Wednesday, 18 May 2011

Letts: a relic

Shakespeare Memorial Fountain: Oct 29, 2011
I find the Blackgang Undercliff - see previously - fascinating for its post-apocalyptic flavour. What would Macaulay's New Zealander, wandering into an overgrown relic of civilisation amid geological desolation, make of an enigmatic and eroded plaque saying "-TAR AND THE RO-"?

As described at Chine Cats' page on Flickr, this is the now-dry Shakespeare Fountain. We know from records and old postcards that the inscription is actually from Two Gentlemen of Verona, Act 2, Scene 4: "The water nectar, and the rocks pure gold".


Behind it was a folly in the form of a Doric temple - see the British Listed Buildings entry Shakespeare Memorial in Grounds of South View, Chale - and both were built in the grounds of South View House, the residence of Thomas Letts, to commemorate the tercentenary of the birth of Shakespeare. The memorial is regularly mentioned in guidebooks well into the 20th century; it wasn't destroyed by landslip, but dismantled at some point post-1950. There are various rumours about where the bits went; Headley & Meulenkamp's 1999 Follies, Grottoes & Garden Buildings tells
Reports filtered through about destruction by 'some lads on scooters' and the subsequent removal of the remains to Godshill. Others said it was still there in the undergrowth but collapsed. The last report, however, was that it was, indeed, continually under attack by vandals, but the owner of the temple eventually took it down himself and removed it to a garden in Ryde, although the base is still in its place.
Thomas Letts was one of a number of Victorian enterpreneurs who acquired houses in the southern Isle of Wight's Undercliff (I've already mentioned Walter Spindler, of Old Park, and John Morgan Richards, of Steephill Castle). The others, however, lived on the mostly stable St Lawrence Undercliff. I've no idea if Letts was fully aware of the geological setup at Blackgang; there had been signs of instability with a collapse in 1799 that destroyed a farm called Pitlands, and further landslides in 1810 and 1818. His home too - Southview House - is long gone, but its adjacent coach house remained as the only significant intact building left standing in the slip zone until Christmas 2011, when it was destroyed by fire.

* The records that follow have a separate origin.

PR #7418, opened 2022-01-23
add operation for generating a console log of targeted text object

osandell:
Hi!

When coding I find myself using the snippet `clo` from [vscode-react-javascript-snippets](https://github.com/dsznajder/vscode-react-javascript-snippets) all the time. It pastes `console.log("<cursor>", <cursor>)` and thereby let you log a specific object (or array, variable etc...) while in the same time log the name of that object.

Having the double cursor helps speeding up the process since you typically will type simply the object name. However, autocomplete won't work since we're typing a string. This is a major hassle since a lot of times I want to type something like `myObject1.myObject2.myPropertyWithLongName`.

I therefore forked vscodevim and made a new operator that I call ”logObject”. It's mapped to `'<leader>l’` and lets you target a text object and then console logs that object on a new line below, in a similar fashion as the snippet mentioned above.

For example, I can place the cursor within the brackets of this line:

`headerImage = isImageEmpty(page.headerImage) ? null : page.headerImage;`

and then type this motion:

`'<leader>', 'l', 'i', '('`

It will then create a new line below with the following:

`console.log("page.headerImage", page.headerImage);`

The default template of the log message is for JavaScript, but this can be modified by setting `vim.logObjectTemplate` to a message of choice your.

There is no specific issue that it fixes.

This fork is made primarily because it speeds up the workflow for me personally. But I think other people might benefit from it as well, especially since it's possible to customize the log message. Please let me know if you think it would suit the project. I understand if you might want to keep to a minimal amount of well established plugins though.

### DIFF
--- a/package.json
+++ b/package.json
@@ -615,6 +615,16 @@
           "description": "Ignore case in search patterns.",
           "default": true
         },
+        "vim.logObject": {
+          "type": "boolean",
+          "markdownDescription": "Generate console log of targeted text object.",
+          "default": false
+        },
+        "vim.logObjectTemplate": {
+          "type": "string",
+          "markdownDescription": "The template for the console message. {object} will be replaced by the text object in the generated output. Default template is in JavaScript format. Please replace it if using another language.",
+          "default": "console.log(\"{object}\", {object});"
+        },
         "vim.smartcase": {
           "type": "boolean",
           "markdownDescription": "Override the `ignorecase` option if the search pattern contains upper case characters.",
--- a/src/actions/include-all.ts
+++ b/src/actions/include-all.ts
@@ -2,7 +2,6 @@ import './base';
 import './operator';
 import './motion';
 import '../textobject/textobject';
-
 // commands
 import './commands/insert';
 import './commands/replace';
@@ -11,11 +10,11 @@ import './commands/commandLine';
 import './commands/search';
 import './commands/put';
 import './commands/digraphs';
-
 // plugin
 import './plugins/camelCaseMotion';
 import './plugins/easymotion/easymotion.cmd';
 import './plugins/easymotion/registerMoveActions';
+import './plugins/logObject';
 import './plugins/sneak';
 import './plugins/replaceWithRegister';
 import './plugins/surround';
--- a/src/actions/include-plugins.ts
+++ b/src/actions/include-plugins.ts
@@ -2,6 +2,7 @@
 import './plugins/camelCaseMotion';
 import './plugins/easymotion/easymotion.cmd';
 import './plugins/easymotion/registerMoveActions';
+import './plugins/logObject';
 import './plugins/sneak';
 import './plugins/replaceWithRegister';
 import './plugins/surround';
--- a/src/actions/plugins/logObject.ts
+++ b/src/actions/plugins/logObject.ts
@@ -1,0 +1,54 @@
+import * as vscode from 'vscode';
+
+import { configuration } from '../../configuration/configuration';
+import { BaseOperator } from '../operator';
+import { Mode } from '../../mode/mode';
+import { Position } from 'vscode';
+import { RegisterAction } from '../base';
+import { TextEditor } from './../../textEditor';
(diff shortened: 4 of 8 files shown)


elazarcoh:
I would love to have something like that, but a bit more generic. 

I might consider moving it into a separate extension command, and just use VSCodeVim keybinding to execute those commands.
what I'd like to have is a way to use it with multiple snippets. e.g.

`<leader>l` will do `print(|)`, and all the goodies with text objects.

`<leader>m` will do `|.mkdir(exist_ok=True)`

Basically, I want to be able to take any snippet and use the vim text objects, the the PR does.

I'm not sure if my suggestion is already possible with VSCodeVim (maybe an extension that takes a selection and insert it into a snippet already exists. worth searching. In that case, we probably can use the existing functionality of VSCodeVim to get the same effect).

osandell:
@elazarcoh 

Thanks for the input. Could you please elaborate a bit, I'm not quite sure I follow what functionality you are after?

> \<leader\>l will do print(|), and all the goodies with text objects.

When you say "all the goodies with text objects", do you mean that you want to be able to put your cursor over let's say the word `cat` and do `'<leader>', 'l', 'i', 'w'`, and that would produce `print(cat)`?

In that case that functionality is already implemented in this PR. You would just go to settings.json and put `vim.logObjectTemplate = print({object})`

And as for other types of snippets... For me personally I find that most snippets work pretty good in VS Code. Like for example `rfc` will create a React Functional Component and let me enter a name for it. I don't see the need for vim in these kind of circumstances. But I'm not sure I'm following your second example with mkdir. Do you mean that `'<leader>m'` would just type out `|.mkdir(exist_ok=True)` and put your cursor in front of it.. or do you mean that you should be able to target a specific text object?

elazarcoh:
Yes, that what I meant about "goodies".

So, for the other snippet I mantioned, I would like to have the same functionality, mainly the "goodies" part. Just stand on a directory variable, and `<leader>miw` and it'll add the snippet I mentioned with the variable name already in place.

osandell:
@elazarcoh Got you. Yes that's a good point.. I'll look into that!

J-Fields:
Very sorry, but I'll decline this PR because I'd like to limit the plugins we explicitly support to de-facto "standard" ones which are repeatedly requested.

With a bit better vimscript support (which is planned, but I'm not sure when/if I'll have time to do), this should be doable without any explicit support. With some clever remaps you may even be able to do it now. It seems very cool and useful though! I may have to add something like this to my neovim config...

Thank you for the PR!

elazarcoh:
@osandell 
found out it's already possible!
```json
        {
            "before": [
                "<leader>",
                "l"
            ],
            "after": [
                "y",
                "<Esc>",
                "o",
            ],
            "commands": [
                {
                    "command": "editor.action.insertSnippet",
                    "args": {
                        "snippet": "console.log('$CLIPBOARD');"
                    }
                }
            ]
        }
    ],
```

osandell:
> Very sorry, but I'll decline this PR because I'd like to limit the plugins we explicitly support to de-facto "standard" ones which are repeatedly requested.
> 
> With a bit better vimscript support (which is planned, but I'm not sure when/if I'll have time to do), this should be doable without any explicit support. With some clever remaps you may even be able to do it now. It seems very cool and useful though! I may have to add something like this to my neovim config...
> 
> Thank you for the PR!

Alright, no problem. Makes sense to keep some restraints :-)

osandell:
> @osandell found out it's already possible!
> 
> ```json
> "vim.visualModeKeyBindingsNonRecursive": [
>         {
>             "before": [
>                 "<leader>",
>                 "l"
>             ],
>             "after": [
>                 "y",
>                 "<Esc>",
>                 "o",
>             ],
>             "commands": [
>                 {
>                     "command": "editor.action.insertSnippet",
>                     "args": {
>                         "snippet": "console.log('$CLIPBOARD');"
>                     }
>                 }
>             ]
>         }
>     ],
> ```

@elazarcoh Oh, that's a really cool find... I'll use that instead then :-D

Letts was a stationer, part of the dynasty behind the still-extant Letts Diaries - a product so ubiquitous that we don't tend to think that at some point they were invented.  I can't really improve on the Wikipedia biography:
Thomas Letts (1803 – 1873) was an English stationer and printer who popularised the diary. He was born at Stockwell, London, the son of John Letts, a bookbinder and printer of the Royal Exchange. In 1816 his father published, ‘Letts's diary or bills owed book and almanack’ as the first commercially-produced diary, which Thomas developed into of dozens of differently-printed and bound, annual publications.

Thomas took over the family-owned company in 1835, printing a range of diaries that stretched from small pocket diaries to commercial foolscap folio one-day-per-page editions. Additionally, his factories at North Road, New Cross printed interest tables, specialist clerical and medical diaries, calendars, parliamentary registers, ledgers, and logbooks.

Letts' publications became ubiquitous, being used by many of the well-known Victorian writers and diarists who were well-acquainted with the product range. For example, writing in the Cornhill Magazine, William Makepeace Thackeray noted he preferred a Letts No. 12 diary.

Thomas was joined in the family business by his son, Charles, and together they raised capital for expansion into a limited company in 1870, trading as 'Letts, Son & Co.' However Thomas died soon afterwards, being buried in West Norwood Cemetery in a Grade II listed monument.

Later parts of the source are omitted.